# Good pet?!



## beanb142002 (Jan 31, 2009)

What is a good pet that does not require a heat source, live/frozen mice, relatively inexpensive to purchase and maintain, and will live comfortably in a 20 gal. aquarium?


----------



## Mushroom Spore (Jan 31, 2009)

...one crested gecko? You're not going to find too terribly many animals that fit this category, nearly every reptile/amphibian is going to need a heat source. A rubber boa also wouldn't, but if you're against even frozen mice that won't work. 

I think pet mice can be kept in aquariums, although rats must have a wire cage for ventilation.


----------



## OTwolfe (Jan 31, 2009)

Triops.
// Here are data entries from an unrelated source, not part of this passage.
PR #1172, opened 2024-12-04
[release-4.15] OCPBUGS-49392: Block Upgrades in release 4.15 for CA-Signed Certs Using SHA1

gcs278:
Previously, upgrades from 4.15 to 4.16 were only blocked for default leaf certs using SHA1. However, in 4.16, any SHA1 cert that is CA-signed (not self-signed) is unsupported. As a result, we were incorrectly allowing upgrades for SHA1 intermediate certificates, while blocking upgrades for self-signed SHA1 leaf certificates.

This fix blocks upgrades to 4.16 for IngressControllers with default certificates containing CA-signed SHA1 certs. Root CA certs using SHA1 are still supported.

**Additional Fix For Blocking 4.15-->4.16 Upgrades for DSA SHA1 Default Certs:**

Previously, upgrades were not being blocked when default certificates used DSA SHA1. Although DSA certificates are rejected at the router level by our validation logic, they can still be used in a default certificate. In 4.15, DSA SHA1 certificates are allowed, but in 4.16, they are rejected by OpenSSL. This fix adds an upgrade blocker in the rare case that a user was using a DSA SHA1 default certificate.

### DIFF
--- a/pkg/operator/controller/ingress/status.go
+++ b/pkg/operator/controller/ingress/status.go
@@ -733,7 +733,7 @@ func checkDefaultCertificate(secret *corev1.Secret, domain string) error {
 		// SHA1 can still be used by the root CA certificate.
 		if !isSelfSignedCert(cert) {
 			switch cert.SignatureAlgorithm {
-			case x509.SHA1WithRSA, x509.ECDSAWithSHA1:
+			case x509.SHA1WithRSA, x509.ECDSAWithSHA1, x509.DSAWithSHA1:
 				return fmt.Errorf("a CA-signed certificate in secret %s/%s has weak SHA1 signature algorithm: %s (see https://docs.openshift.com/container-platform/4.16/release_notes/ocp-4-16-release-notes.html#ocp-4-16-sha-haproxy-support-removed_release-notes for more details)", secret.Namespace, secret.Name, cert.SignatureAlgorithm)
 			}
 		}
--- a/pkg/operator/controller/ingress/status.go
+++ b/pkg/operator/controller/ingress/status.go
@@ -1,6 +1,7 @@
 package ingress
 
 import (
+	"bytes"
 	"context"
 	"crypto/x509"
 	"encoding/pem"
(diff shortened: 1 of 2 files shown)


pkg/operator/controller/ingress/status.go
```diff
@@ -728,19 +729,63 @@ func checkDefaultCertificate(secret *corev1.Secret, domain string) error {
...
-		// Prevent the upgrade only if the leaf certificate (the first certificate) uses a SHA1 signature algorithm.
-		// SHA1 can still be used by other certificates in the chain, such as the root and intermediate certificates.
-		if !cert.IsCA {
+		// Block the upgrade only if CA-signed certificates (not self-signed) uses a SHA1 signature algorithm.
+		// SHA1 can still be used by the root CA certificate.
+		if !isSelfSignedCert(cert) {
 			switch cert.SignatureAlgorithm {
-			case x509.SHA1WithRSA, x509.ECDSAWithSHA1:
-				return fmt.Errorf("certificate in secret %s/%s has weak SHA1 signature algorithm: %s (see https://docs.openshift.com/container-platform/4.16/release_notes/ocp-4-16-release-notes.html#ocp-4-16-sha-haproxy-support-removed_release-notes for more details)", secret.Namespace, secret.Name, cert.SignatureAlgorithm)
+			case x509.SHA1WithRSA, x509.ECDSAWithSHA1, x509.DSAWithSHA1:
```
Miciah, line 736: The commit message doesn't say anything about adding `x509.DSAWithSHA1`.  Is this PR actually fixing two separate defects (first, the use of `cert.IsCA` instead of checking the signer; and second, the missing `x509.DSAWithSHA1` case expression)?

Miciah:
Just to recap,

- #1014 added logic to check the signing algorithm on *every* certificate in the chain;
- #1154 changed that logic to check *only* the leaf certificate; and
- this PR changes that logic to checking every **CA**-signed (*not* **self**-signed) certificate in the chain (including any root, intermediates, and leaf).

Right?

pkg/operator/controller/ingress/status.go
gcs278: I added per this comment [thread](https://github.com/openshift/router/pull/642#discussion_r1911454965) for the 4.19 fix. It wasn't really fixing anything new, as DSA was already rejected by the router. I decided to add it to provide a more precise error message about SHA1 not being supported rather than a more obscure `Invalid value: "redacted key data": block PRIVATE KEY is not valid`.

For this 4.15 upgrade blocker, I carried it over for completeness/consistency, but I suppose that since it's already rejected, it's a bit pointless to block upgrades for it and may cause an unnecessary upgrade blocker for someone that already has a DSA SHA1 cert that is rejected. I don't think anyone should be using DSA SHA1 at this point, but I suppose its better to be safe.

I'll remove it.

gcs278: **Update**: Sorry for the confusion here. My answer above actually applies to https://github.com/openshift/router/pull/641 (I'll follow up over there). Here's what I should have said...

> Is this PR actually fixing two separate defects (first, the use of cert.IsCA instead of checking the signer; and second, the missing x509.DSAWithSHA1 case expression)?

Short Answer: Yes, upon further reflection, it is fixing two things, which I should mention in the commit message(s).

Long Answer: Originally, for this PR, I added DSA SHA1 without thinking much about it. However, I did some testing for DSA SHA1, and it's nuanced, but we DO actually need to block upgrades with DSA SHA1 for CIO. Here's why:
- While openshift-router (not HAProxy) rejects DSA certificates because it doesn't have [logic](https://github.com/openshift/router/blob/69f742bfaccb4ca002d3b4fbc0a2fc6ca66e1b9a/pkg/router/routeapihelpers/validation.go#L73-L88) to parse them, the CIO allows cluster admins to create DSA SHA1 default certificates
- However, you can't use the K8S TLS secret object because it can't parse the DSA key and you get an error (I guess K8S doesn't support it?) but you can still use an opaque/generic secret:
  - `oc create secret generic router-cert -n openshift-ingress --from-file=tls.key=dsa.key --from-file=tls.crt=dsa-combo.crt`
- I tested a 4.15 router image with a DSA-SHA1 default cert, and it worked
- I tested a 4.16 router image with a DSA-SHA1 default cert, and it failed

In summary, I was unaware there was a path for users to use DSA certs in the default certificate on the IngressController. I do think we need to block upgrades in CIO with DSA-SHA1 in this PR, but not in the router PR because the router has always rejected DSA certs. It's an odd situation.

gcs278:
> Just to recap,
> 
> * [[release-4.15] OCPBUGS-28928: Prevent upgrades for SHA1 default cert and SHA1 route certs  #1014](https://github.com/openshift/cluster-ingress-operator/pull/1014) added logic to check the signing algorithm on _every_ certificate in the chain;
> * [OCPBUGS-42480: Limit SHA-1 check to the leaf cert in default cert chain #1154](https://github.com/openshift/cluster-ingress-operator/pull/1154) changed that logic to check _only_ the leaf certificate; and
> * this PR changes that logic to checking every **CA**-signed (_not_ **self**-signed) certificate in the chain (including any ~root~, intermediates, and leaf, but not root because a root certificate is necessarily self-signed).
> 
> Right?

Yup exactly. An unfortunate failure(s) on my part, which convicted me to do better and actually dig in and understand what/how/why OpenSSL is doing the rejections rather than just trying to observe them from the outside. I found the HAProxy code that [throws the md too weak error](https://github.com/haproxy/haproxy/blob/8235a24782e528b9bf8ca9dd69c0a147556dfcb5/src/ssl_sock.c#L2669) and traced it into the OpenSSL library [skipping checks for self-signed certs](https://github.com/openssl/openssl/blob/master/ssl/t1_lib.c#L3648). And the fix here and in the router reflect how OpenSSL [determines](https://github.com/openssl/openssl/blob/b85e6f534906f0bf9114386d227e481d2336a0ff/crypto/x509/v3_purp.c#L558-L563) what constitutes a self-signed certificate.

pkg/operator/controller/ingress/status.go
gcs278: I split the fixes two commit so I can clearly document each.

I'm not against splitting it out into another PR and/or bug if recommended, but it feels closely related enough I thought to keep it together for now.

Miciah:
Thanks!
/approve
/lgtm

Thealisyed (commented):
What is the plan for communicating these upgrade-blocking changes to end-users to ensure they are aware and can take necessary actions?

gcs278:
> How do these changes impact the performance of the certificate validation process, given if it actually has any performance benchmarks?

Great question. We don't maintain a baseline of performance for really anything in the router, but what I have done before is create a benchmark GO test, and compared the old logic to the new logic.

I think performance is more of a concern with the router admitting routes vs. the CIO, but either way we still need to be cautious.

At one point, I did benchmarking for an iteration of this change (mainly benchmarking the `isSelfSigned` function) and the impact was minimal. The code is a couple of byte comparisons and an object comparison, all of which aren't heavy operations, so I feel pretty confident about the performance impact being negligible.

Now, at one point I was actually using the X509 validation function to validation each certificate against itself to detect if it was self-signed, and that was _not_ negligible. If that was my current implementation, I would be more cautious and provide some hard benchmarking numbers.

Thealisyed:
Timeout failures mainly, unrelated to changes
/retest

Thealisyed:
`failed to verify connectivity with workload with reqURL http://10.0.128.7/ using external client: timed out waiting for the condition`

/test e2e-gcp-operator

candita:
This is not actually a backport.  I'm trying a retitle to see if it fixes the requirement for backport-risk-assessed and cherry-pick-approved labels.
/retitle OCPBUGS-49392: Block Upgrades in release 4.15 for CA-Signed Certs Using SHA1

candita:
This doesn't require backport risk assessment or cherry-pick-approved labels because this isn't a backport.  Not clear why prow/tide is asking for it.

/label backport-risk-assessed

gcs278:
> This is not actually a backport. I'm trying a retitle to see if it fixes the requirement for backport-risk-assessed and cherry-pick-approved labels. /retitle OCPBUGS-49392: Block Upgrades in release 4.15 for CA-Signed Certs Using SHA1

Oh sorry, didn't see this comment before I renamed it back, but it is targeting release 4.15 so I thought [release-4.15] was appropriate in the title. In Jira-terms, at least the way I set it up, it is indeed a 4.15 backport of https://issues.redhat.com//browse/OCPBUGS-45290 (side note: https://github.com/openshift/router/pull/641 is a companion to this PR). 

This is the backport summary:
4.19: https://github.com/openshift/router/pull/642 (Fix SHA1 Routes Rejection)
4.18: https://github.com/openshift/router/pull/649 (Fix SHA1 Routes Rejection)
4.17: https://github.com/openshift/router/pull/650 (Fix SHA1 Routes Rejection)
4.16: https://github.com/openshift/router/pull/651 (Fix SHA1 Routes Rejection)
4.15: https://github.com/openshift/cluster-ingress-operator/pull/1172 & https://github.com/openshift/router/pull/641 (Fix SHA1 Routes Upgrade Blocker)

I used the 4.15 backport to add the upgrade blocking, because I viewed it as the same SHA1 bug, however, 4.15 needs a different code fix (block upgrades instead of reject the route). I suppose you could remove this bug's (https://issues.redhat.com/browse/OCPBUGS-49392) dependencies to not make it a backport if what I did doesn't make sense.

PR #1181, opened 2025-01-13
OCPBUGS-43745: Add support for IdleCloseTerminationPolicy (serial)

frobware:
This is the same as #1166, but the `Test_IdleConnectionTerminationPolicy` test runs in the serial suite.


frobware:
Solution moving forward in #1182.

PR #1186, opened 2025-01-24
OCPBUGS-43745: Skip Test_IdleConnectionTerminationPolicyDeferred when DCM feature gate is enabled

alebedev87:
The DCM enabled router returns 503 error after a service change on a route when idle-close-on-response option is enabled and the client reuses connections. Ref: https://issues.redhat.com/browse/OCPBUGS-48560.


alebedev87:

This PR follows up on the main PR for [OCPBUGS-43745](https://issues.redhat.com//browse/OCPBUGS-43745). Also, it doesn't impact the OCP payload in anyway.

PR #1152, opened 2024-10-04
Bump to OSSM 3.0 for Gateway API support

Miciah:
OSSM 3.0 replaces the OpenShift Service Mesh Operator [with Sail Operator](https://developers.redhat.com/articles/2023/08/30/istio-sail-operator-openshift), and the ServiceMeshControlPlane CRD is replaced by the Istio CRD.  Vendor the sail-operator API:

They're wicked awesome.


----------



## El Viejo (Jan 31, 2009)

How about small mammals (rodents like mice, hamsters or gerbils) or fish?


----------



## Mina (Jan 31, 2009)

I'd go with a crested gecko.  They are easy to take care of and super cute.


----------



## LeilaNami (Feb 1, 2009)

..whirligig beetles!


----------



## Endagr8 (Feb 1, 2009)

Mina said:


> I'd go with a crested gecko.  They are easy to take care of and super cute.


They don't require any extra heat? What temps should they be kept at?


----------



## Mushroom Spore (Feb 1, 2009)

Endagr8 said:


> They don't require any extra heat? What temps should they be kept at?


Room temperature, between 70 and 80 degrees. Kept much warmer than that, they can get sick or die.

http://www.pangeareptile.com/id52.htm


----------



## Lorgakor (Feb 1, 2009)

A really big tarantula?


----------



## GiantVinegaroon (Feb 1, 2009)

LeilaNami said:


> ..whirligig beetles!


dude....YES


----------



## Mushroom Spore (Feb 1, 2009)

LeilaNami said:


> ..whirligig beetles!


Are those actually kept in captivity? That's kind of awesome.


----------



## rollinkansas (Feb 1, 2009)

Mushroom Spore said:


> Are those actually kept in captivity? That's kind of awesome.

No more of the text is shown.